- Born: Mecca, Hejaz
- Died: Byzantium
- Occupations: Poet, Hanif, Interpreter
- Writing career
- Language: Arabic

= Uthman ibn al-Huwayrith =

Converted Christian

ʿUthmān ibn al-Ḥuwayrith (عثمان بن الحويرث) was an Arab of the Quraysh who was one of the four major hanifs (followers of the Abrahamic tradition) during the time of the Islamic prophet Muhammad, and converted to Christianity. He represents one of several cases of the spread of Christianity in pre-Islamic Arabia, and the Hejaz in particular, in Islamic tradition.

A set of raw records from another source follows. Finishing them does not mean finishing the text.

Issue #2459, opened 2026-03-18
LedgerHQ/coin-apps is private


PatrickAlphaC:
Would be nice to be able to see what it looks like on the device

PatrickAlphaC:
This issue is still valid. Output of running the setup for testing:

```
% ./setup.sh 
============================================
Clear Signing Tester - Local Setup
============================================

Checking prerequisites...
✅ All prerequisites found

📦 Cloning device-sdk-ts...
Cloning into 'dmk'...
remote: Enumerating objects: 3686, done.
remote: Counting objects: 100% (3686/3686), done.
remote: Compressing objects: 100% (3070/3070), done.
remote: Total 3686 (delta 780), reused 2325 (delta 441), pack-reused 0 (from 0)
Receiving objects: 100% (3686/3686), 28.11 MiB | 9.13 MiB/s, done.
Resolving deltas: 100% (780/780), done.

📦 Cloning coin-apps (private repo - requires access)...
   This may prompt for authentication...
Cloning into 'coin-apps'...
remote: Repository not found.
fatal: repository 'https://github.com/LedgerHQ/coin-apps.git/' not found
```

PatrickAlphaC:
After speaking with Ledger, it may be better/easier to just use a different test suite for the interim, and make the current test docs "legacy" or "ledger optional". They have plans to open source the binaries of those repos so that people can run this portion of the tests in the future.

PR #2914, opened 2026-08-24
fix(lifi): render destinationChainId via a LI.FI-authored enum instead of format: chainId

0xDEnYO:
## Problem

`registry/lifi/calldata-LIFIDiamond.json` renders `_bridgeData.destinationChainId`, and LI.FI's value space for that field is **not** EIP-155. Alongside ordinary chain ids it carries LI.FI-internal synthetic ids for non-EVM destinations (`src/Helpers/LiFiData.sol` in `lifinance/contracts`):

| id | destination |
|---|---|
| `1151111081099710` | Solana |
| `1885080386571452` | Tron |
| `1201081091099710` | Stellar |
| `9270000000000000` | Sui |
| `9271000000000010` | Aptos |
| `20000000000001…4` | Bitcoin, Bitcoin Cash, Litecoin, Dogecoin |
| `1337` | HyperCore |

`format: chainId` is defined as *"Value is converted to a Blockchain name using EIP-155 reference values"* (`specs/erc-7730.md:1411-1416`) and — unlike `tokenAmount` or `nft` — **defines no fallback** for a value it cannot resolve. So for the ids above the rendering is implementation-defined, and the two runners this repo pins in CI genuinely diverge:

| destinationChainId | `llbartekll/clear-signing` | `sourcifyeth/clear-signing-test-runner` |
|---|---|---|
| `8453` | `Base` | `Base` |
| `56` | `BNB Chain` | `BNB Smart Chain Mainnet` |
| `4663` | `Chain 4663` | `Robinhood Chain` |
| `1151111081099710` | `Chain 1151111081099710` | `1151111081099710` |

They disagree on the resolved name, on unknown-but-EIP-155 ids, **and on the fallback shape itself**. `#2901` (fixture expects raw numbers) fails both runners; `#2903` (fixture tuned to Sourcify) passes Sourcify and fails Rust. No single fixture can satisfy both — and more importantly, a real wallet has no fixture at all, so a user bridging to Solana signs a screen reading *"to chain Chain 1151111081099710"*.

## Fix

Render the field with `format: enum` against a LI.FI-authored `$.metadata.enums.lifiChains`. The displayed string becomes a function of the descriptor alone: identical on every implementation, no network lookup, no undefined behaviour, and correct for non-EVM destinations.

This is the existing registry precedent for exactly this situation — a project-specific, non-EIP-155 destination id space including non-EVM members:

- `registry/threshold/calldata-L2WormholeGateway.json` → `$.metadata.enums.wormholeChain` (`"21": "Sui"`)
- `registry/hyperliquid/calldata-CctpExtension.json` → `$.metadata.enums.cctpDomains`

Also drops the literal word "chain" from the interpolated intents — `"… to chain {_bridgeData.destinationChainId} …"` otherwise renders as *"to chain BNB Chain"* / *"to chain Chain 4663"*.

## Note on the 32-entry cap

The enum holds **32** entries, not the ~80 destinations LI.FI actually bridges to, because `erc7730 lint` — which `validate descriptors` runs — rejects a larger one:

```text
Invalid value at $.metadata.enums.lifiChains: Dictionary should have at most 32 items after validation, not 81
```

That cap lives in the linter's `EnumDefinition` model (`max_length=32`); **`specs/erc7730-v2.schema.json` in this repo sets no limit** on `$metadata/enums` entries, and `check-jsonschema` accepts the 81-entry version happily. That looks like an unintended tool-vs-spec divergence, and it is a real constraint for bridge aggregators — we would raise the cap if you are open to it (happy to open a PR against `python-erc7730`).

Until then the 32 cover every non-EVM destination — the ids a user has no chance of recognising — plus the EVM chains with the broadest route support. An unlisted id renders as its decimal number, identically on both runners and no worse than the `raw` format this replaces.

## Verification

Run locally against both runners at the exact SHAs this repo pins in `.github/actions/run-*-tests/action.yml`:

| runner | ref | result |
|---|---|---|
| `sourcifyeth/clear-signing-test-runner` | `dae3cda` | **14/14 pass** |
| `llbartekll/clear-signing` | `10605ba` | **14/14 pass** |

Plus `erc7730 lint` (exit 0), `erc7730 format` (no-op on this file), and `check-jsonschema` against `specs/erc7730-v2.schema.json` and `specs/erc7730-tests-v2.schema.json`.

Both the descriptor and the `testsv2` expectations are updated **in the same commit** so the two are never inconsistent on `master`.

## Relationship to the open LI.FI PRs

- **#2901** (`sync/lifi-erc7730`, our sync bot) — currently red on both runners. Superseded by this PR for the `destinationChainId` question; the bot will re-sync ABI/deployments separately once this lands.
- **#2903** — thanks for taking this on. It makes the same `raw → chainId` change and tunes the fixture to one implementation, which is what surfaced the divergence so clearly. Superseded by this PR; commenting there separately.

## Provenance

Both files are generated from `lifinance/contracts` (`tasks/buildClearSigningProposal.ts` → `tasks/generateLedgerClearSigning.ts`), so the enum stays in sync with LI.FI's chain list rather than being hand-maintained here. The corresponding `lifinance/contracts` PR: https://github.com/lifinance/contracts/pull/2260


0xDEnYO:
One open question we could not answer from outside, and it is the one thing that could invalidate this approach — flagging it up front rather than after a merge.

`erc7730 calldata`, the converter that produces the on-device v1 descriptor, rejects this enum:

```text
$ erc7730 calldata registry/lifi/calldata-LIFIDiamond.json
🟠 warning: Error processing v2 ERC-7730 file None, skipping it
🔴 error: Invalid value at $.value: Value "999" is not valid: Input should be less than or equal to 255
[]   (exit 0)
```

`convert/calldata/v1/enum.py` does `value=int(ordinal)` into `CalldataDescriptorInstructionEnumValueV1.value`, which is constrained `ge=0, le=255`. Every chain id is above that, so **no** chain-id-keyed enum can round-trip through that path — including `registry/threshold/calldata-L2WormholeGateway.json`'s `wormholeChain` (`"21": "Sui"` fits, but the concept is the same) once ids grow.

Neither `validate descriptors` nor the `testsv2` jobs run `erc7730 calldata`, and the Ledger Speculos jobs are disabled (#2459), so nothing in CI catches this — and note the command exits 0 while emitting the error.

**Question:** is a v2 `metadata.enums` keyed by values above 255 expected to work on a Ledger device, or is the `le=255` bound in the converter the real constraint? If it is the real constraint, then chain-id-keyed enums are not viable on-device and we would rather know now — our fallback is to keep `raw`, since `chainId` is what this PR set out to avoid.

Two smaller observations from the same pass, both incidental:

1. **`EnumDefinition` is capped at 32 entries in the linter but not in the spec.** `erc7730` `model/metadata.py:120` sets `max_length=32` (with a `# TODO refine`), while `specs/erc7730-v2.schema.json` has no `maxProperties` on `$metadata/enums` at all — `check-jsonschema` accepts an 81-entry map that `erc7730 lint` rejects. For a bridge aggregator that cap is the binding constraint (we bridge to ~80 destinations and had to cut to 32). Happy to open a PR against `python-erc7730` raising it if you agree it is unintended.
2. **`pip install erc7730` is unpinned** in `validate_descriptors`, `validate_attested_descriptors` and `format.yml`, so CI silently follows the latest release. Today latest == what we tested (1.0.10), so there is no drift, but a linter change can turn every open PR red with no commit in this repo.

0xDEnYO:
**Converting to draft — please do not merge yet.** I asked the enum-key question above and then went and answered it myself, and the answer is bad enough that this PR should not land as it stands.

**A chain-id-keyed enum cannot be represented on-device.** `tlv_enum_value` in `erc7730/convert/calldata/v1/tlv.py:255` encodes the ENUM_VALUE entry as:

```python
out += tlv(CalldataDescriptorEnumValueTag.VALUE, obj.value.to_bytes(1))   # one byte
```

next to `obj.chain_id.to_bytes(8)` two lines above, so the width looks deliberate rather than accidental — and `CalldataDescriptorInstructionEnumValueV1.value` is correspondingly `ge=0, le=255`. `convert_enums` sets `value=int(ordinal)` from the enum **key**, i.e. the chain id. So this is the wire format, not a linter bound, and no chain id above 255 fits.

Measured on this branch versus `master`:

| descriptor variant | `erc7730 calldata` output | `testsv2` (both runners) |
| --- | --- | --- |
| `raw` (current `master`) | 25,382,949 bytes ✅ | green |
| `chainId` (#2901, #2903) | 25,385,397 bytes ✅ | **fails both** |
| `enum` (this PR) | **`[]` — descriptor dropped entirely** ❌ | green |

So this PR is the only one of the three that takes `calldata-LIFIDiamond` from "produces an on-device descriptor" to "produces nothing at all". On a Ledger that is not a worse label, it is **no clear signing for the LI.FI diamond**, which is far worse than the bare number we were trying to improve on. And it fails silently — `erc7730 calldata` exits 0 while emitting that error, and neither `lint` nor `testsv2` touches this path (the Speculos jobs being disabled, #2459).

Worth noting for the record: `registry/threshold/calldata-L2WormholeGateway.json` and `registry/hyperliquid/calldata-CctpExtension.json` both convert fine — because Wormhole chain ids and CCTP domain ids are all ≤ 255. I cited them as precedent for a project-specific destination-id enum, and that precedent does not transfer to EIP-155 chain ids. My mistake, and the one-byte encoding is why.

That leaves us without a good option, which is really the point of this comment:

- **`chainId`** — converts on-device, but the spec (`specs/erc-7730.md:1411-1416`) defines it only over EIP-155 reference values with no fallback, so the two `testsv2` runners diverge, and ~10 of our destinations are non-EVM ids that no EIP-155 lookup can resolve.
- **`enum`** — renders identically in software wallets, unrepresentable on Ledger.
- **`raw`** — works everywhere, deterministic, and shows the user a bare number.

We will most likely revert to `raw` for now, and I would rather spend the conversation on one of the two underlying gaps than on this PR:

1. **Define a fallback for `chainId`.** The spec defines one for `tokenAmount` ("raw value plus an Unknown token warning") and for `nft`, but not for `chainId`. If it said "render the decimal id when the chain is unknown", `chainId` would be deterministic across implementations, the `testsv2` divergence would disappear, and it would be honest about non-EIP-155 ids. This looks like the smallest correct fix, and it is a spec change rather than an implementation one.
2. **Widen ENUM_VALUE, or say plainly that enums are for small ordinals.** If a new ENUM_VALUE struct version carried a wider value, chain-id enums would work on-device. If that is not wanted, then the enum primitive is only for small ordinals and the schema/spec should say so — right now nothing warns you, and `erc7730 lint` happily passes a descriptor that `erc7730 calldata` silently discards.

Happy to do the work on either if you tell me which direction you would accept. Flagging separately that a `lint`-clean descriptor being dropped by `calldata` with exit code 0 seems worth catching in CI regardless of what we decide here.

0xDEnYO:
Closing this — the enum approach does not work on-device, as documented in the comment above (ENUM_VALUE encodes an entry value in one byte, taken from the enum key, so no chain id above 255 is representable; `erc7730 calldata` drops the descriptor to `[]` while exiting 0).

We are reverting `destinationChainId` to `raw` on our side instead, which means **the existing sync PR #2901 will go green by itself** — its descriptor will regenerate as `raw` and match the `testsv2` fixture already on `master`. Verified locally against a real `master` checkout: both pinned runners 14/14 with the fixture untouched. So no fixture change is needed in this repo, and nothing here needs to be merged.

Leaving the thread intact because the measurements in it are the useful part, and opening a separate issue for the two upstream gaps rather than keeping them buried in a closed PR. Thanks for the patience on the churn.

After revolting against idol worship in Mecca in favor of monotheism during the late 6th century, he sought assistance from the Byzantine Empire in 590 in a ploy to install himself as king of Mecca. While in Byzantium, he converted to Christianity. He is also known for having compiled poetic works.

==Biography==
Uthman was born into the clan of Asad ibn Abd-al-Uzza who belonged to the Quraysh tribe of Mecca. He converted to monotheism while he was young – during a religious feast held by the Quraysh in celebration of their sacrifices made to the idol, Uthman and three of his relatives entered into a secret oath in which they agreed to renounce idol worship in favor of the Abrahamic religions. They based their decision on the belief that idol worship had no textual or spiritual basis.

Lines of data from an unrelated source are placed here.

Issue #2916, opened 2026-08-24
format: chainId has no defined fallback or pinned name source, and enum cannot substitute (ENUM_VALUE is one byte)


0xDEnYO:
Two gaps that make `format: chainId` unusable for a cross-chain descriptor, and one that makes `format: enum` an unsafe substitute. All measured against the two runners this repo pins in `.github/actions/run-*-tests/action.yml` (`sourcifyeth/clear-signing-test-runner@dae3cda`, `llbartekll/clear-signing@10605ba`) and against `erc7730` 1.0.10.

Context: LI.FI's `registry/lifi/calldata-LIFIDiamond.json` renders `_bridgeData.destinationChainId`. We switched it to `chainId`, could not make it work, tried `enum`, could not make that work either, and have reverted to `raw`. Writing up what we found rather than just reverting quietly, because we do not think this is specific to us.

## 1. `chainId` has no defined fallback, so implementations diverge

`specs/erc-7730.md:1411-1416` defines `chainId` as *"Value is converted to a Blockchain name using EIP-155 reference values"*. Unlike its neighbours it specifies no behaviour for a value it cannot resolve — compare `tokenAmount` (`:1356`, *"the wallet SHOULD display the raw value instead with an 'Unknown token' warning"*) and `nft` (`:1369`, *"fallback to a raw int token ID if not"*).

We probed 30 chain ids. **7 of 30 render identically across the two runners:** `100`, `8453`, `42161`, `42170`, `59144`, `534352`, `7777777`. A sample of the rest:

| chain id | Sourcify | Rust |
| --- | --- | --- |
| `1` | `Ethereum Mainnet` | `Ethereum` |
| `10` | `OP Mainnet` | `Optimism` |
| `56` | `BNB Smart Chain Mainnet` | `BNB Chain` |
| `137` | `Polygon Mainnet` | `Polygon` |
| `1868` | `Soneium` | `Chain 1868` |
| `1151111081099710` | `1151111081099710` | `Chain 1151111081099710` |

Note the last row: the two implementations disagree even on the *shape* of the unknown-id fallback (bare decimal vs `Chain <id>`). Both are defensible precisely because neither is specified.

[...]

PR #2917, opened 2026-08-24
ci: pin the Python tooling installed by CI

fbwoolf:
`erc7730` is installed unpinned in `validate_descriptors` (pull_request.yml), `format.yml` and `master.yml`, and `check-jsonschema` unpinned in `validate_schemas`. A release of either can turn every open pull request red with no commit in this repo. Reported by @0xDEnYO in #2916.

## Change

- Pin `erc7730==1.0.10` in `.github/requirements.txt`, which already existed carrying an unpinned `erc7730` and was referenced by nothing.
- Pin `check-jsonschema==0.38.0` in a new `.github/requirements-schema.txt`, kept separate so `validate_schemas` does not install the full linter.
- Install both with `pip install -r`.
- Add the `pip` ecosystem to dependabot on `/.github`. Its pip updater scans the directory, so both files are covered.

Both pins are the versions CI resolves to today, so this freezes current behaviour rather than changing it. Upgrades now arrive as dependabot pull requests that run the full suite before merge.

Note for #2916: the third `erc7730` site is `master.yml`, not `validate_attested_descriptors`, which is shell and jq and installs nothing.

<sub><i>Opened with Claude Code</i></sub>


fbwoolf:
Green here does not exercise the change: both install steps are conditional on changed descriptors or changed JSON, and this pull request has neither, so `validate descriptors` and `validate JSON schemas` short-circuit before installing.

Verified locally instead, on Python 3.12 to match the workflows:

| requirements file | resolves |
| --- | --- |
| `.github/requirements.txt` | `erc7730==1.0.10`, 46 packages |
| `.github/requirements-schema.txt` | `check-jsonschema==0.38.0` |

Note `erc7730` declares `requires_python >=3.12,<3.13`, so the `python-version: "3.12"` already set in all three workflows is load-bearing, not incidental.

kuzdogan (approved):

PR #2945, opened 2026-09-01
docs: add disclaimer on registry inclusion and attestation scope

fbwoolf:


hesterbruikman (approved):
Thanks for adding this!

In 590, he sought intervention from the Byzantine Empire in an attempt to have himself installed as king of Mecca and to bring its inhabitants under the Abrahamic religions. After arriving in Byzantium, he met with a high-ranking government official known as Caesar. In his plea to Caesar, he attempted to convince him that, with Byzantine support, he would help suppress the advance of the Sasanian Empire, with whom the Byzantines were at war. Caesar accepted his request, and bestowed upon him the title of al-Bitriq, an Arabic designation which is reserved for those with military prowess. Uthman also converted to Christianity while in Casear's court.

Uthman also addressed the people of Mecca, stating that under his kingship, the merchant class would flourish as they would be able to secure trade routes to areas under Byzantine control. Although his plan was initially met with success, the ascension came to a dramatic halt after the Meccans suddenly decided to reject his proposition.

It is unknown whether he heard Muhammad's message. It was said that he left the area most likely before the birth of Muhammad. This is because he left around the time Waraqah was in his 20s (Waraqah was 80 when the Prophet was about 40). He traveled to Rome and eventually became an interpreter. It is mentioned that because of this he eventually accepted Christianity, and held a substantial position amongst the society in Rome.

==9th century historiography==
Muhammad ibn Habib, a 9th-century Muslim historian, lists Uthman as one of the only two practicing Christians in Mecca during the lifetime of Muhammad. Another 9th-century historian, Ya'qubi, compiled a list to the same effect several years later. Uthman's son was a polytheist who joined the Quraysh tribe in their campaign against the Muslims in the Battle of Badr in 624.